Был такой Одиссей, порядочный сукин сын,
но он умер. Плыви домой и дай людям о нем забыть,
потому что он сам так хотел перед смертью.” – “А как он умер?” –
спросил я; старик уже осел на песок, дрожа,
губы его шевельнулись: “Умер, как надо – от моря”, –
дернулся и затих. И я поверил ему, собрал ребят и отчалил.

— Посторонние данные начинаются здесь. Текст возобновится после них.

PR #677, opened 2023-09-15
[YUNIKORN-1351] alway prefer annotations above labels

chenyulin0719:
### What is this PR for?
Since we're looking for deprecated labels and move everything to annotation in the future.
This PR change newly added labels to annotations in admission controller when mutating the pods. 
This PR also fix existing mismatch to align the logic of "fetching annotations from Pods takes precedence over labels."

Below are the detailed change list:
1. Get queue name from annotation first. (GetQueueNameFromPod)
2. Get isStateAwareDisabled from annotation first  (isStateAwareDisabled)
3. Move lables applicationId/queue in newPlaceholder to annotation (newPlaceholder)
4. Add new annotation 'yunikorn.apache.org/disable-state-aware' to replace equivalent label.
5. Rename updateLabels to updateApplicationInfo in AdmissionController
6. Rename util.updatePodLabel to util.getAnnotationsForApplicationInfoUpdate

### What type of PR is it?

* [ ] - Bug Fix
* [x] - Improvement
* [ ] - Feature
* [ ] - Documentation
* [ ] - Hot Fix
* [ ] - Refactoring

### What is the Jira issue?
https://issues.apache.org/jira/browse/YUNIKORN-1351
Before vs After result. (Pod with existing applicationId, queue labels.)
YUNIKORN-1351  Before vs After (Pod with labels)

Before vs After result. (Pod with no label.)
YUNIKORN-1351  Before vs After (Pod without labels)

### Questions:
* [ ] - The original functions admission_controller.updateLabels(), util.updatePodLabel() can't reflect the behaviors anymore, so I renamed it. Please let me know if we have better name for those two functions.
* [ ] - When state aware annotation set but can't be converted to boolean, I'll return false without check label's value. The reason is we're not expecting the state aware policy be set in label. ([refer this test code](https://github.com/apache/yunikorn-k8shim/compare/master...chenyulin0719:yunikorn-k8shim:YUNIKORN-1351#diff-8965c48e09eaf9638694b621a5881ab8ef9d195d813cabb4816e33967e4e1ee2R681))
* [ ] - There will be another [PR ](https://github.com/apache/yunikorn-site/pull/337)to update this [doc](https://yunikorn.apache.org/docs/user_guide/labels_and_annotations_in_yunikorn/)

### DIFF
--- a/pkg/admission/admission_controller.go
+++ b/pkg/admission/admission_controller.go
@@ -196,7 +196,7 @@ func (c *AdmissionController) processPod(req *admissionv1.AdmissionRequest, name
 	patch = updateSchedulerName(patch)
 
 	if c.shouldLabelNamespace(namespace) {
-		patch = c.updateLabels(namespace, &pod, patch)
+		patch = c.updateApplicationInfo(namespace, &pod, patch)
 		patch = c.updatePreemptionInfo(&pod, patch)
 	} else {
 		patch = disableYuniKorn(namespace, &pod, patch)
@@ -369,8 +369,8 @@ func (c *AdmissionController) checkUserInfoAnnotation(getAnnotation func() (stri
 func updateSchedulerName(patch []common.PatchOperation) []common.PatchOperation {
 	log.Log(log.Admission).Info("updating scheduler name")
 	return append(patch, common.PatchOperation{
-		Op:    "add",
-		Path:  "/spec/schedulerName",
+		Op:    constants.AddPatchOp,
+		Path:  constants.SchedulerNamePatchPath,
 		Value: constants.SchedulerName,
 	})
 }
@@ -397,7 +397,7 @@ func (c *AdmissionController) updatePreemptionInfo(pod *v1.Pod, patch []common.P
 
 	// check for an existing patch on annotations and update it
 	for _, p := range patch {
-		if p.Op == "add" && p.Path == "/metadata/annotations" {
+		if p.Op == constants.AddPatchOp && p.Path == constants.AnnotationPatchPath {
 			if annotations, ok := p.Value.(map[string]string); ok {
 				annotations[constants.AnnotationAllowPreemption] = value
 				return patch
@@ -407,29 +407,61 @@ func (c *AdmissionController) updatePreemptionInfo(pod *v1.Pod, patch []common.P
 
 	result := updatePodAnnotation(pod, constants.AnnotationAllowPreemption, value)
 	patch = append(patch, common.PatchOperation{
-		Op:    "add",
-		Path:  "/metadata/annotations",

“Нищий остров эта Итака, – проворчал мой рулевой, –
не стоило и высаживаться”.
Вот я и вернулся, мама. Спутники разбрелись
по портам пропивать добычу – им надоела игра,
кое-кто утонул, кое-кого повесили, мой кормчий торгует маслом.
Капитанскую долю добычи я отдал слепому певцу,
чтобы он все же придумал что-нибудь про отца – он обещал постараться.
Теперь я останусь здесь, с тобою. Наверное, навсегда,
потому что на нашем острове “навсегда” еще может быть,
а я не хочу больше видеть, как кончается время.